I agree that there must be more stress somewhere, but sometimes it can be that as they mature, they understand more of big picture and also what they DON't understand, like, let's see ... Your son KNOWS he is having too big of emotions, he knows he did something to upset his sister, but not exactly WHAT he is doing and missing the non-verbal cues and making mistakes is really overwhelming his sense of well-being. Hence, the meltdowns. Everything just feels WRONG. He doesn't know how to be a "Good Boy", and that's a constant worry and about-to-be-source-of-deep-upset for him.

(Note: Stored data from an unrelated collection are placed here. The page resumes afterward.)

PR #5240, opened 2026-08-12
Improve query for sequencing qc service

### LINKED ISSUE #5244: Reduce the spamming in the logs for cg-sequencing-qc service
## Description
As explained in the parent issue, `cg-sequencing-qc` logs are spammy. 

A deeper look into the logs show that a big proportion of the cases selected for QC are excluded with one of the following warnings:

```shell
WARNING Not all samples for case ___ have been post-processed.
```
or
```shell
Sample ___ has too few reads
```

The first issue, cases not being post-processed, should not be that frequent (maybe not even happen at all). This is caused by samples having a value for `last_sequenced_at` but no entry in the SampleRunMetrics table. This should not happen in production, but as there are many samples migrated from cg_stats that existed before the SampleRunMetrics table ever existed, the database has many of these samples.

The second issue, sample not having enough reads, is the main reason for the QC to fail. However, cases that fail QC due to this warning can be quite old. A deeper look shows that many downsampled samples are being caught by this query.

## Proposed solution

Improve the query for fetching cases for sequencing QC so that cases with downsampled samples and samples without sequencing metrics are excluded. This is a start that will reduce from 800 cases to only 155 per run.

We would still need to figure out (clean) the samples of the remaining cases

diitaz93:
## Description
Changes the query that fetches the cases to start sequencing QC.

### Added

- Unit test for the modified CRUD method

### Changed

- Makes the CRUD function use SQLAlchemy directly in the function without calling any filter function
- Remove the unused filter function

### How to prepare for test

- [ ] Use stage: `us`
    ```shell
    bash /home/proj/production/servers/resources/hasta.scilifelab.se/update-tool-stage.sh -e S_cg -t cg -b fix-sequencing-qc-logs -a
    ```

### How to test

- [x] Run `cg sequencing-qc` in master and count how many cases were selected
- [x] Run `cg sequencing-qc` with this branch 

### Expected test outcome

- [x] Check that the command finishes successfully and the number of selected cases is reduced

### master
```shell
$ cg sequencing-qc 2>&1 | tee seq-qc-logs-master.txt
$ grep -c "Sequencing QC status for case" seq-qc-logs-master.txt
799
```

### branch
```shell
$ cg sequencing-qc 2>&1 | tee seq-qc-logs-dev.txt
$ grep -c "Sequencing QC status for case" seq-qc-logs-dev.txt
239
```

## Review

- [x] Tests executed by SD
- [x] "Merge and deploy" approved by

## Implementation Plan

- [x] Deployed to stage:
```shell
Getting deployer... done.
Log deploy... done.
cg, version 88.2.2
[js.diazboada@hasta:~] [S_base] $ up
```
- [x] Deployed to production:
```shell
Log deploy... done.
cg, version 88.2.2
[js.diazboada@hasta:~] [P_base] $
```


cg/store/crud/read.py
```diff
@@ -1618,21 +1619,36 @@ def get_illumina_flow_cell_by_internal_id(self, internal_id: str) -> IlluminaFlo
...
+            .filter(
+                Case.aggregated_sequencing_qc.in_(
+                    [SequencingQCStatus.PENDING, SequencingQCStatus.FAILED]
+                )
+            )
+            .filter(Sample.downsampled_to.is_(None))
+            .filter(
+                or_(
+                    Application.is_external,
+                    and_(Sample.last_sequenced_at.isnot(None), Sample._sample_run_metrics.any()),
```
diitaz93, line 1664: there are surprisingly many cases with samples that have sequencing metrics but no last_sequenced_at

cg/store/crud/read.py
```diff
@@ -1618,21 +1619,36 @@ def get_illumina_flow_cell_by_internal_id(self, internal_id: str) -> IlluminaFlo
...
+                .join(CaseSample.sample)
+                .join(ApplicationVersion)
+                .join(Application)
+            )
+            .filter(
+                Case.aggregated_sequencing_qc.in_(
+                    [SequencingQCStatus.PENDING, SequencingQCStatus.FAILED]
+                )
+            )
+            .filter(Sample.downsampled_to.is_(None))
```
diitaz93, line 1659: Maybe it would be better to set the sequencing qc of cases with downsampled samples to pass, but for now this will exclude them

cg/services/sequencing_qc_service/quality_checks/utils.py
```diff
@@ -177,6 +177,7 @@ def is_first_sample_yield_based_and_processed(case: Case) -> bool:
 
 def is_first_sample_reads_based_and_processed(case: Case) -> bool:
     sample: Sample = case.samples[0]
+    # Then we can assume all entries have sample run metrics?
```
diitaz93: In that case, we could remove the if statement

islean: I'm not sure I follow?

cg/store/crud/read.py
```diff
@@ -1618,21 +1619,36 @@ def get_illumina_flow_cell_by_internal_id(self, internal_id: str) -> IlluminaFlo
         return flow_cell
 
     def get_cases_for_sequencing_qc(self) -> list[Case]:
-        """Return all cases that are ready for sequencing QC."""
+        """
+        Return all cases that have pending or failed sequencing qc with production sequencing data.
+        Excludes from the query:
+        - Cases that passed sequencing QC
+        - Cases with downsampled samples
+        - Cases with internal samples that have not been post-processed yet
```
islean: Could we not get cases with downsampled samples and internal samples that have not been post-processed yet? If we have a case with three samples, where
sample_1 is downsampled
sample_2 is internal and not post-processed
sample 3 is a normal and processed sample,
I would claim the case would be returned.

Also, I find the use of "internal" samples a bit confusing, it feels like it is most commonly used for cust000 control samples and what not, but here I guess it just says that we sequence the samples, which is almost always the case?

islean: Also, we seem to keep any case with an external sample in it. Could be worth mentioning?

cg/store/crud/read.py
islean, line 1659: How does this interplay with the from_sample field? Do all samples with from_sample set also have downsampled_to set?

islean (commented):
I think I fail to see any changes done to the logging? Or are the down sampled samples the main culprits of the logging?

cg/store/crud/read.py
diitaz93: yes they should

islean: There seem to be around 70 samples that have from_sample not null and downsampled_to is null. Maybe small enough to ignore?

diitaz93: Maybe some manual work was done on those 70. I think it is ok to ignore. The most important is that the number of reads is the original one

cg/store/crud/read.py
```diff
@@ -1618,21 +1619,36 @@ def get_illumina_flow_cell_by_internal_id(self, internal_id: str) -> IlluminaFlo
         return flow_cell
 
     def get_cases_for_sequencing_qc(self) -> list[Case]:
-        """Return all cases that are ready for sequencing QC."""
+        """
+        Return all cases that have pending or failed sequencing qc with production sequencing data.
+        Excludes from the query:
+        - Cases that passed sequencing QC
+        - Cases with downsampled samples
```
diitaz93:
```suggestion
        - Cases with only downsampled samples
```

cg/store/crud/read.py
diitaz93: improved the docstring now

tests/store/crud/read/test_read_case.py
```diff
@@ -61,3 +65,170 @@ def test_get_case_by_internal_id_strict_fails(store_with_cases_and_customers: St
...
+    lane: int | None = None,
+) -> Case:
+    """Create a single case/sample setup for sequencing qc filtering tests."""
+    case: Case = helpers.add_case(
+        store=store,
+        internal_id=case_id,
+        name=case_id,
+        aggregated_sequencing_qc=aggregated_sequencing_qc,
+    )
+    sample = helpers.add_sample(
```
islean:
```suggestion
    sample: Sample = helpers.add_sample(
```

islean (approved):
Looks great! 🔥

How to deal? Well, I always try to remember how much harder this all is for my son than for me. Being inside the meltdowns is seriously rough. I can tell that my son doesn't have control under those circumstances and would desparately love to. I reassure constantly, telling him he is still a child and doesn't have to figure everything out, daddy and I will help him, he is learning, EVERYONE makes mistakes and all we can do is try to learn and practise. Reassure, reassure, hug, comfort, be his soft understanding forgiving mom. Which I am sure you do, you just have to keep doing this...
I talk often with other parents of kids like my son, apply sensory diet and anxiety-lowering measures throughout our days liberally, always plan fun activities and make sure I include some fun for me... Such as swimming dates with some of son's friends and their fun moms, who I can talk and gossip with. Right now, I am enjoying a tall rum, oj and pineapple juice, yum!
These touchy periods do come and go. You will be learning more and more about what really makes him tick, and then you will figure out more of what to do to help him. This will get better. And sometimes worse. But our kids do develop, just to different drummers and needing more thoughtfully provided assistance.
((((((HUGS)))))) These boards are great place to blow off steam, get advice, hang out. Stick around.
yours,
Sara
ilovemalcolm
((HUGS))
I know exactly what you are going through. It's a very hard thing to watch your little boy get so upset about things that don't cost other kids a thought. My son Jake who is almost 3 was doing so well for so long that really the average joe would probably never guess he had any problems but recently he just seems to have fallen apart. EVERYTHING causes him so much stress and anxiety. At times I'm just at a loss to know what to do. I feel like before I had a handle on all of this but right now it just seems to be getting the better of me. I know the other moms have talked about the fact their kids go through cycles of regression and then gains. I too have noticed in the past that when Jake is about to do something new in his development he gets really stressed so I'm hoping that's whats going on right now. I'm not much help to you but I just wanted you to know you are not alone.